The Breath: Our Superpower

The Breath: Our Superpower

Harnessing the Power of Breathwork for Healing and Balance - By Tonita Salmon

Reading time: 4 minutes

The breath is our superpower.

Breathwork is one of the simplest and most effective ways to regulate your entire system; it is a powerful way to access the body’s innate ability to heal itself. The breath, or prana, is our life force energy. We may deny ourselves the full power of our pranic force by habitually moving through each day using an unconscious shallow breathing pattern; this can keep us in a state of anxiety, often referred to as the fight or flight response. Breathwork can help us to move out of this mode into the parasympathetic state – one of relaxation, rest and recovery.

Learning how to consciously breathe can profoundly impact your overall health. There are a multitude of breathing techniques that are tools for major transformation of your emotional, mental, physical and spiritual well-being.

‍Breathwork enhances:

  •       A sense of balance and harmony
  •       Creativity
  •       Immune system functioning
  •       Increase in energy and stamina
  •       Intuition
  •       Positive mood and mindset
  •       Regulation of the nervous system

‍Breathwork reduces:

  •       Anxiety
  •       Blood pressure and heart rate
  •       Depression
  •       Lactic acid in muscle tissue
  •       Levels of stress hormones in the blood
  •       Tension – mental and physical
  •       Trauma symptoms

Activating your super power

In yoga, pranayama (Sanskrit: vital life force) is the formal practice of breath regulation.

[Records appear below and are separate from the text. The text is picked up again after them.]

PR #3014, opened 2023-01-29
Justification for using equality of distance in the geometry axioms

tirix:
Following a [comment](https://github.com/metamath/set.mm/issues/2984#issuecomment-1375840081) from @jkingdon in #2984, this shows that given a distance function, one can define a congruence relation between pairs of points, where distances are equal exactly when the corresponding segments are congruents, and vice-versa, from the congruence to the distance-like function.

This might serve as a justification for using distance functions instead of congruence relations to express congruence.

For reference, the [original proposal](https://github.com/metamath/set.mm/issues/49#issuecomment-230382130) from @digama0 mentionned:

This week’s blog focuses upon the yogic technique of Alternate Nostril Breathing or Nadi Shodhana (Sanskrit: channel purification); this is a simple breathing practice that can have a profound impact on your well-being; it involves alternating the breath through each nostril allowing prana to flow freely throughout the channels of the body.

The benefits

  •       Balances hormones
  •       Brings balance to the right and left hemispheres of the brain
  •       Calming and grounding
  •       Detoxifies the body
  •       Dissolves stress and anxiety
  •       Encourages mental clarity and focus
  •       Infuses the body with oxygen
  •       Regulates the nervous system

‍Contraindications

Please refrain from practicing Alternate Nostril Breathing if you have high blood pressure, cardiac or respiratory conditions. If you require further information regarding specific guidance for your health condition, it is advised that you contact a certified yoga teacher.

‍The practice

Time                                       5-10 minutes increasing gradually as you see fit

‍Breathing ratio                    1:1

Equal breath length. Inhale for 4 counts. Exhale for 4 counts

Whilst Alternate Nostril Breathing does not require great effort or exertion, the practice asks for respect and adherence to the form and technique detailed below for channel purification.

  1. Sit in a comfortable position with your head, neck, and torso upright. This will ensure that your spine is erect so that you may breathe more freely — sitting in a slouched position can create physical and mental tension, in turn, negatively affect your nervous system.
  2. Breathe from your diaphragm. Allow each inhalation and exhalation to be of equal length - deep, smooth, relaxed. Be gentle with yourself as you breathe, do not force anything. Let each breath flow rhythmically without pausing. Slowly increase the length of your breath by finding your level of comfort. Avoid the practice of breath retention unless you are receiving guidance from a certified yoga teacher.
  3. ‍Use Vishnu Mudra, known as the universal gesture of balance, to gently close off each nostril. Raise your right hand up to the nose. Fold your index and middle finger into the palm - the thumb can be used to close the right nostril with the ring finger used to close the left. Close your eyes.
  4. ‍The breath flows freely through each nostril activating the left and right hemispheres of the brain by providing it with equal amounts of oxygen. This regulates the nervous system, settles the mind and creates a sense of calm.
  5. ‍Begin your breathing practice by exhaling through both nostrils. Close the right nostril with your thumb and inhale through the left for the count of four. Close the left nostril with your ring finger, releasing the thumb and exhaling for the count of four through the right nostril. Make sure that each inhalation and exhalation are of equal length. Again, be gentle – avoid forcing the breath.
  6. ‍Continue alternating between breathing through the left and right nostrils for approximately 5 to 10 minutes, or longer if you feel comfortable with the technique. As with any yogic practice, listen very carefully to the language of your body; it will guide you.

‍‍Notice – how are you feeling?

‍Take control of your breath. Take control of your own health and well-being.

 

Tonita Salmon

Tonita Salmon is a certified yoga teacher based on the beautiful Northern Beaches peninsula in Sydney, Australia.